A business unit is a coherent set of teams and departments, usually structured in a hierarchy. Typically, a business is divided into business units, each with their own set of responsibilities.
The role of a business unit is to provide resources (money, staff, infrastructure, governance) to enable business processes to occur.
A business unit capability represents a single capability that a single business unit is required to perform in order to meet the needs of a business model. This element is created by mapping the shared taxonomy of business capabilities to a specific business unit.
The view below illustrates both of these concepts in relation to surrounding concepts.
There are many interesting concepts included in this view of the Enterprise Business Motivation Model.
There are two relationships between business units that are captured. The first is a hierarchical parent-child relationship typical of most organizations. In this sense, each department in a business can be considered to be a business unit, within a larger business unit. Normally, the business model will place expectations on a business unit at the higher (more general) levels.

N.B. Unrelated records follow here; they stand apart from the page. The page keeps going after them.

PR #9183, opened 2023-06-13
Parent-child buildings infinite recursion

Thodor12:
Prevent parent-child schematics which both contain the child buildings inside the schematic, from causing infinite recursion problems.

Fixes https://discord.com/channels/139070364159311872/1003402520846139533/1118131704524185730

Review please

### DIFF
--- a/src/main/java/com/minecolonies/coremod/colony/buildings/AbstractSchematicProvider.java
+++ b/src/main/java/com/minecolonies/coremod/colony/buildings/AbstractSchematicProvider.java
@@ -297,7 +297,7 @@ public abstract class AbstractSchematicProvider implements ISchematicProvider, I
     private void validateParent()
     {
         final IBuilding building = colony.getBuildingManager().getBuilding(parentSchematic);
-        if (building != null && (building.getID().equals(getID()) || building.hasParent()))
+        if (building == null || building.getID().equals(getID()) || building.hasParent())
         {
             parentSchematic = BlockPos.ZERO;
         }
--- a/src/main/java/com/minecolonies/coremod/colony/buildings/AbstractSchematicProvider.java
+++ b/src/main/java/com/minecolonies/coremod/colony/buildings/AbstractSchematicProvider.java
@@ -1,6 +1,5 @@
 package com.minecolonies.coremod.colony.buildings;
 
-import com.google.common.collect.ImmutableSet;
 import com.ldtteam.structurize.blockentities.interfaces.IBlueprintDataProviderBE;
 import com.ldtteam.structurize.blueprints.v1.Blueprint;
 import com.ldtteam.structurize.storage.StructurePacks;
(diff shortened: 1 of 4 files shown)


src/main/java/com/minecolonies/coremod/colony/buildings/AbstractSchematicProvider.java
```diff
@@ -306,53 +290,26 @@ public boolean hasParent()
     @Override
     public void setParent(final BlockPos pos)
     {
-        if (!pos.equals(getID()))
```
Raycoms, line 309: Not sure about this part, wont this maybe override a valid parent in the worst case?

Thodor12: That check was moved to `validateParent()`

Raycoms: yeah I know, but after it derped the parent up, a potentially valid parent was replaced

Thodor12: Ah, for context this function is only called once on a block at most. So that shouldn't be an issue in that case.
Also if I set a parent I'd expect it to change it, not keep the old one.

someaddons (approved):

src/main/java/com/minecolonies/coremod/colony/buildings/AbstractSchematicProvider.java
```diff
@@ -306,53 +289,25 @@ public boolean hasParent()
...
-        if (toRemove != null)
-        {
-            final Set<BlockPos> oldPositions = new HashSet<>(this.childSchematics);
-            oldPositions.removeAll(toRemove);
-            this.childSchematics = ImmutableSet.copyOf(oldPositions);
-        }
-
-        return childSchematics;
+        final IBuilding building = colony.getBuildingManager().getBuilding(position);
+        return building != null && !building.getID().equals(getID()) && !building.hasParent();
```
uecasm, line 301: Won't this block the case where a parent has a child that has another child?  That ought to still be valid.

Thodor12: I asked Ray this and he basically said that wouldn't ever happen

uecasm: I don't think that's true.  It sounds like a reasonable thing to want to do.  It wouldn't even surprise me if a style like Byzantine already does it, since they have quite complex nesting (though I have not checked if they actually do).

Raycoms:
Sent from Proton Mail mobile

uecasm:
Ray, your comment didn't comment 😛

The second relationship between business units comes in the form of services, provided by one unit and consumed by another. This is a key concept in the EBMM: that any use of one business unit by another takes place through a business service. The business units that offer the service are said to “provide” it while the business units that rely upon that service are said to “consume” it. In smaller organizations, it is uncommon to see a single business service provided by more than one business unit.
A business service is defined as “a collection of business capabilities, offered as the external offerings of a single business unit, and made available to one or more customers.” The customers may be internal (within the enterprise) or external.

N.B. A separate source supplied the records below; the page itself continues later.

PR #9240, opened 2023-07-10
Events for Dynmap implementation

Thodor12:
- Introduces a load of events that the Dynmap integration will be able to hook into

Review please


src/api/java/com/minecolonies/api/compatibility/Compatibility.java
```diff
@@ -2,16 +2,17 @@
...
-import net.minecraft.world.level.block.Block;
-import net.minecraft.world.level.block.state.BlockState;
+import net.minecraft.core.BlockPos;
+import net.minecraft.core.NonNullList;
 import net.minecraft.world.item.Item;
 import net.minecraft.world.item.ItemStack;
-import net.minecraft.core.NonNullList;
-import net.minecraft.core.BlockPos;
-import net.minecraft.world.level.LevelAccessor;
 import net.minecraft.world.level.Level;
```
Raycoms: undo changes to file you didnt change

Raycoms (dismissed):

marchermans (dismissed):
Principally this looks like very fine work.
Not sure if you covered all the basis. But perfect is the enemy of good and this is certainly good enough to get started.

src/main/java/com/minecolonies/coremod/client/gui/townhall/WindowInfoPage.java
```diff
@@ -86,14 +87,14 @@ private void createAndSetStatistics()
         final int citizensSize = building.getColony().getCitizens().size();
         final int citizensCap;
 
-        if(MinecoloniesAPIProxy.getInstance().getGlobalResearchTree().hasResearchEffect(CITIZEN_CAP))
+        if (MinecoloniesAPIProxy.getInstance().getGlobalResearchTree().hasResearchEffect(CITIZEN_CAP))
         {
-            citizensCap = (int) (Math.min(MineColonies.getConfig().getServer().maxCitizenPerColony.get(),
-              25 + this.building.getColony().getResearchManager().getResearchEffects().getEffectStrength(CITIZEN_CAP)));
```
someaddons, line 92: is it intended to drop the static +25 here?

src/main/java/com/minecolonies/coremod/generation/defaults/DefaultResearchProvider.java
```diff
@@ -75,7 +76,9 @@ public Collection<ResearchEffect> getResearchEffectCollection()
         effects.add(new ResearchEffect(BLOCK_ATTACKS).setTranslatedName("Knight Shield Blocking Chance +%3$s%%").setLevels(new double[] {0.05, 0.1, 0.25, 0.5}));
         effects.add(new ResearchEffect(BLOCK_BREAK_SPEED).setTranslatedName("Citizen Block Break Speed +%3$s%%").setLevels(new double[] {0.1, 0.25, 0.5, 1, 2}));
         effects.add(new ResearchEffect(BLOCK_PLACE_SPEED).setTranslatedName("Citizen Block Place Speed +%3$s%%").setLevels(new double[] {0.1, 0.25, 0.5, 1, 2}));
-        effects.add(new ResearchEffect(CITIZEN_CAP).setTranslatedName("Increase Max Citizens +%s").setLevels(new double[] {25, 75, 125, 1000}));
+        effects.add(new ResearchEffect(CITIZEN_CAP).setTranslatedName("Increase Max Citizens +%s")
+                      .setLevels(new double[] {CitizenConstants.CITIZEN_LIMIT_OUTPOST, CitizenConstants.CITIZEN_LIMIT_HAMLET, CitizenConstants.CITIZEN_LIMIT_VILLAGE,
```
uecasm, line 80: You need to also `runData` if you want this change to actually do anything.  (Otherwise your other changes will reduce the citizen cap.)

Also the `+%s` part is no longer correct with this change, you should change it to `Increase Max Citizens to %s`.

src/main/java/com/minecolonies/coremod/client/gui/townhall/WindowInfoPage.java
uecasm: I believe that is intended, given the way that the `CITIZEN_LIMIT_*` constants are defined.  However as is it's not quite correct, as per my comment below.

Thodor12: It'll always be limited by the `CITIZEN_LIMIT_DEFAULT`.

```
final int max = Math.max(CitizenConstants.CITIZEN_LIMIT_DEFAULT, (int) this.building.getColony().getResearchManager().getResearchEffects().getEffectStrength(CITIZEN_CAP));
```
Ensures that the highest between the research, or the default is taken, it the research is not yet done, it'll return 0, meaning the max allowed citizen count will be 25, afterwards the config is taken to determine the minimum.

uecasm (changes requested):
Bump since I think the issue above might have been overlooked.

Thodor12:
@uecasm I'm aware of the datagen problem you mentioned. I'll get to it tomorrow because I was working on the plantation.

PR #9244, opened 2023-07-14
Custom quarry shafts

uecasm:
- Shrinks the building path font size in the building browser (right click hut block) to make longer path names easier to read.
- Adds support for multiple custom quarry shafts (rather than using a single fixed path for each quarry type):
    - By default, it will look for a name matching the name of the quarry building:
        - `infrastructure/mineshafts/simplequarry1.blueprint` => `infrastructure/mineshafts/simplequarryshaft1.blueprint`
        - `infrastructure/mineshafts/mediumquarry1.blueprint` => `infrastructure/mineshafts/mediumquarryshaft1.blueprint`
        - `infrastructure/mineshafts/fancyquarry1.blueprint` => `infrastructure/mineshafts/fancyquarryshaft1.blueprint`
        - `infrastructure/pitofdoom.blueprint` => `infrastructure/pitofdoomshaft.blueprint`
        - `some/other/folder/bighole1.blueprint` => `some/other/folder/bigholeshaft1.blueprint`
    - It's legal to have the quarry in any folder.  It's legal to have it with or without the `1` at the end (provided it's consistent).  It's not legal to have a different number at the end.
        - It's probably still recommended to keep the 1 at the end -- I think the neighbour rendering possibly among other things might be annoyed if it's omitted.  Though it does build ok otherwise.
    - As an extra bonus, it's possible to put a special tag onto the quarry hut block itself:
        - `infrastructure/mineshafts/simplequarry1.blueprint` with `shaft=foo` => `infrastructure/mineshafts/foo.blueprint`
        - `infrastructure/simplequarry1.blueprint` with `shaft=hole1` => `infrastructure/hole1.blueprint`
        - `infrastructure/simplequarry1.blueprint` with `shaft=decorations/pit_c` => `decorations/pit_c.blueprint`
    - If you omit the `/`, it will look in the same folder.  If you include it, it will look in that absolute folder (not relative).  You can't use `\` in the tag.  It's legal for the shaft to not have a `1` at the end when explicitly named like this.

This is technically a behaviour change that could potentially break existing style packs -- however at least all the in-mod packs use the default quarry building name, which still works as before.  It would only break things if the quarry had a non-standard name, and this could be fixed by either renaming or tagging.

Review please (do not backport; can forward port)

An alternative rule that I was considering, but haven't implemented, is to still always use `infrastructure/mineshafts/` as a base (but still using the custom name) rather than matching the quarry hut folder (unless overridden by tag).  But the above behaviour seemed more consistent with the way that parent/child buildings currently work -- but not consistent with how the mine works.


Raycoms (dismissed):

src/main/java/com/minecolonies/coremod/entity/ai/citizen/miner/EntityAIQuarrier.java
```diff
@@ -139,14 +141,55 @@ public IAIState loadRequirements()
...
+            final Tuple<String, String> shaft = getShaftPath(quarry);
+            final WorkOrderMiner wo = new WorkOrderMiner(quarry.getStructurePack(), shaft.getA(), shaft.getB(), quarry.getRotation(), quarry.getPosition().below(2), false, building.getPosition());
             building.getColony().getWorkManager().addWorkOrder(wo, false);
             job.setWorkOrder(wo);
         }
 
         return super.loadRequirements();
     }
 
+    private Tuple<String, String> getShaftPath(@NotNull final IBuilding quarry)
```
someaddons, line 162: missing javadoc

src/main/java/com/minecolonies/coremod/entity/ai/citizen/miner/EntityAIQuarrier.java
```diff
@@ -139,14 +141,55 @@ public IAIState loadRequirements()
...
+    {
+        String path = "infrastructure/mineshafts/" + quarry.getSchematicName() + "shaft1.blueprint";
+
+        final AbstractTileEntityColonyBuilding tileEntity = quarry.getTileEntity();
+        if (tileEntity != null)
+        {
+            path = quarry.getBlueprintPath().replace('\\', '/')
```
someaddons, line 169: are those seperators the same on all OS's? or should we be using the Files.seperator thing instead

uecasm: Windows will produce backslashes but will accept both, which is one reason this converts strictly to forward slashes.

Linux will produce forward slashes and only accepts forward slashes.

MacOS classic used a different separator but MacOS BSD also uses forward slashes.

So forward slashes are safe everywhere, and it makes life easier when the tag can assume a single format.

(It's technically possible for this to misbehave on a Linux system with a blueprint that actually contains a genuine backslash in its path, but I think it's reasonable to ignore that case, as there's lots of other code that will also break if people use that kind of silly filename.)

someaddons (approved):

The ITIL definition of ‘service’ is a synonym for Business Service, and is defined as: a Service that is delivered to Business Customers by Business Units. For example, delivery of financial services to Customers of a bank, or goods to the Customers of a retail store. Successful delivery of Business Services often depends on one or more IT Services. (ITIL v3) Note that the ‘products’ offered by the business service are not the same as the ‘capabilities’ of that service.
The business model may be aware of some of the business services, and may, in fact, require that some of them exist. For example, if a business model relies upon channel partners to provide support for Fabrikam’s products, then Fabrikam’s business model may require that a partner support business unit will provide a number of services to the partners, including training and readiness as well as the possibility of “second tier support” for product defects or issues that cannot be handled by the partner network.

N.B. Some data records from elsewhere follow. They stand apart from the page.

PR #9246, opened 2023-07-14
Froglights

uecasm:
Closes [discord request](https://discord.com/channels/472875599422291968/473575384445878273/1129239041531969566)

- Makes JEI realise that froglights aren't actually a real drop from magma cubes, at least during nether expeditions.
- Adds a custom crafting recipe for froglights to the netherworker (unlocked at level 3).
    - This is somewhat deliberately a bit more complicated/expensive than it might be to actually go find a frog and magma cube yourself, but is perhaps more easily mass-producible.
    - All recipes require a slime block and a magma cream.
    - Sadly there aren't really any "frog" items that could be used, so it instead uses a representative block from typical frog biomes:
        - Lily pad for ochre
            image
        - Magma block for pearlescent
            image
        - Snow block for verdant
            image

Review please (could port either way)

Alternative recipe suggestions welcome.

### DIFF
--- a/src/datagen/generated/minecolonies/data/minecolonies/crafterrecipes/netherworker/ochre_froglight.json
+++ b/src/datagen/generated/minecolonies/data/minecolonies/crafterrecipes/netherworker/ochre_froglight.json
@@ -10,7 +10,7 @@
     },
     {
       "count": 4,
-      "item": "minecraft:magma_block"
+      "item": "minecraft:lily_pad"
     }
   ],
   "intermediate": "minecraft:air",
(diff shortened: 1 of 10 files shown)


someaddons:
I don't think we should make froglights craftable, its one of the few resources requiring more player investment to obtain, which we also factor in as cost when using it in schematics. This would break both the cost and the player experience

MotionlessTrain:
Not sure whether all style designers factor that in. They may be used too often for that (and getting a frog into the nether, or magma cubes in the overworld is not very easy or obvious for new players)

someaddons:
at least the three of us on stream do, why do we need this to begin with?

Raycoms:
I dont have an issue with a rare drop from the netherminer, but recipes would be too easy

uecasm:
Closed in favour of #9249.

A company is made up of business units. A “company” in this context is usually a legal entity, and may not have the same scope as the enterprise. The concept of an enterprise is part of the Business Model view, and is defined to be a collection of business models.
A Capability Roadmap is produced as the result of a maturity assessment. A maturity assessment is an element that describes a process that takes place at a specific point in time, and which does not question if the business is doing the right thing, but rather evaluates if the business is doing things right. (The former is the scope of a business model assessment).
Once a capability roadmap is generated, it becomes a driver in its own right. In order to make a change to the business, based on any driver, the business would charter a business program.
A business program is defined as:
- A group of related business projects managed in a coordinated way to obtain benefits and control not available from managing them individually. Programs may include elements of related work outside the scope of the discrete projects in the program.
- An ongoing set of capabilities within a business unit aligned to organizational commitments.
Both the Business Unit and the Business Unit Capability are core elements of the Enterprise Business Motivation Model.